* **WHAT THE EXERCISE ASKS**
In the data that follows, every line containing the word "plugin" should be returned.

**** AVAILABLE DATA ****

PR #1938, opened 2022-03-20
feat(plugin-odap): addition of client endpoints

### LINKED ISSUE #1939: feat(odap-plugin): implementation of client endpoints
In order to fully implement the Open Digital Asset Protocol (ODAP) and its crash recovery, there is the need to implement the client endpoints. At the moment, only the server endpoints are defined and the client side runs as a single function. In case of crash, there is no possibility of resuming the execution of the protocol in a specific point of the protocol without the definition of endpoints on both sides.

****

* **RESULT OF THIS TASK**
feat(plugin-odap): addition of client endpoints
### LINKED ISSUE #1939: feat(odap-plugin): implementation of client endpoints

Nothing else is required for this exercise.